Vincent Jeanbrun : "Je pense que tous ceux qui se présentent à l’élection présidentielle doivent prendre en compte cette crise du logement qui frappe durement nos concitoyens. Ce que nous mettons en place avec ce plan, c’est un projet de loi très complet. J’ai été nommé il y a six mois et, avec le Premier ministre, nous avons décidé de faire face à cette crise et de proposer un projet de loi complet, à 360°, qui permet de répondre au maximum aux enjeux : produire mieux, plus, faire en sorte de ne pas enlever du marché les passoires thermiques mais au contraire d’accélérer leur rénovation, et penser aussi sur le long terme avec de la rénovation urbaine. Parce qu’en fait, quand on parle du logement, on parle des gens. Certains disent que c’est un ministère très technique, mais en réalité on parle d’humain. Ce sont des Français qui ont du mal à se loger, voire qui ne se logent pas du tout, voire qui sont dans des conditions précaires."
Un troisième volet de l’ANRU a été annoncé, notamment sur les quartiers, la lutte contre les trafics et l’adaptation au changement climatique. Concrètement, ça veut dire quoi ?

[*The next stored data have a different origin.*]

PR #862, opened 2023-01-31
Cache results from resolveEntityType

### LINKED ISSUE #853: Cache results from resolveEntityType
### Problem

`resolveEntityType` makes a lot of requests to the Mirror node. Once the function has resolved the type of an entity it can be cached to reduce future requests.

### Solution

Apply caching logic to `resolveEntityType`, but only when it has actually found an entity.

### Alternatives

_No response_

natanasow:

**Description**:

**Related issue(s)**:

Fixes #853 

**Notes for reviewer**:

**Checklist**


packages/relay/src/lib/clients/mirrorNodeClient.ts
```diff
@@ -508,6 +512,12 @@ export class MirrorNodeClient {
       requestId?: string,
       searchableTypes: any[] = [constants.TYPE_CONTRACT, constants.TYPE_ACCOUNT, constants.TYPE_TOKEN]
     ) {
+        const cachedLabel = `resolveEntityType.${entityIdentifier}`;
+        const cachedResponse: { type: string, entity: any } | undefined = this.cache.get(cachedLabel);
+        if (cachedResponse != undefined) {
```
Nana-EC, line 517: Will this mean we'd cache an account that's not found to the pint that it could be created and we'd still return not found?

Let's add a test that follow the hollow account flow i.e. a check if done, the account doesn't exist, then the account is created, then a check is made and the account exists.

packages/relay/src/lib/clients/mirrorNodeClient.ts
```diff
@@ -550,10 +562,12 @@ export class MirrorNodeClient {
             }
         }
 
-        return {
+        const response = {
             type,
             entity: data.value
         };
+        this.cache.set(cachedLabel, response);
```
Nana-EC, line 569: maybe we should only cache on accounts that exist? Let's see

Nana-EC (changes requested):
test request to ensure we don't cache and break new account flow

packages/relay/src/lib/clients/mirrorNodeClient.ts
natanasow: If we look at the entire function, we will see that there are 3 possibilities:

1. The function receives a valid contract address
    - We query for the contract address, if the contract exists, then return and cache it. The tricky part here is that we MUST check for the contract existence first because the mirror node should return a valid response for both `/contracts/<contractAddress>` and `/accounts/<contractAddress>` because in hedera a contract is treated the same way as an account entity

2. The function receives a valid account or token (we run them with `Promise.any` which will fail only when the 2 promises have been rejected)
    - The account or token has been found, we return it to the user and cache it

3. The function receives a non-existing contract/account/token
    - The contract and token endpoints return null - no entity has been found we return null from the function and we do not cache the response
    - The account and token promises were rejected because of `Promise.any` - no entity has been found, do not cache

Nana-EC: Gotcha.
Thanks for the reminders and explanation.
I think the fact that the whole function is hard to follow to this point is something to be address.
Either with future refactoring or with a few more comments in the function

Nana-EC (approved):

"Ça veut dire qu’il y a déjà eu deux volets. On dit parfois qu’on a dépensé trop de milliards dans les quartiers. Moi, je veux battre ça en brèche. L’Agence nationale de rénovation urbaine, c’est Jean-Louis Borloo qui l’a portée, avec l’idée qu’il fallait transformer ces grands ensembles d’après-guerre. L’ANRU est financée à très faible part par l’État, environ 10 %, le reste ce sont les bailleurs sociaux, Action Logement, ce qu’on appelait le 1 % patronal, avec les partenaires sociaux, et la Caisse des dépôts. Ça montre qu’il y a un intérêt à bien loger les Français. Oui, c’est beaucoup d’argent, mais ça transforme vraiment la vie des gens. Et aujourd’hui, on doit adapter l’outil. Avant, on démolissait des bâtiments en fonction de leur état. Maintenant, on peut aussi décider de démolir parce que ça crée des impasses, des zones d’insécurité, qui favorisent le narcotrafic. Et on ouvre aussi ces programmes aux villes moyennes, aux sous-préfectures."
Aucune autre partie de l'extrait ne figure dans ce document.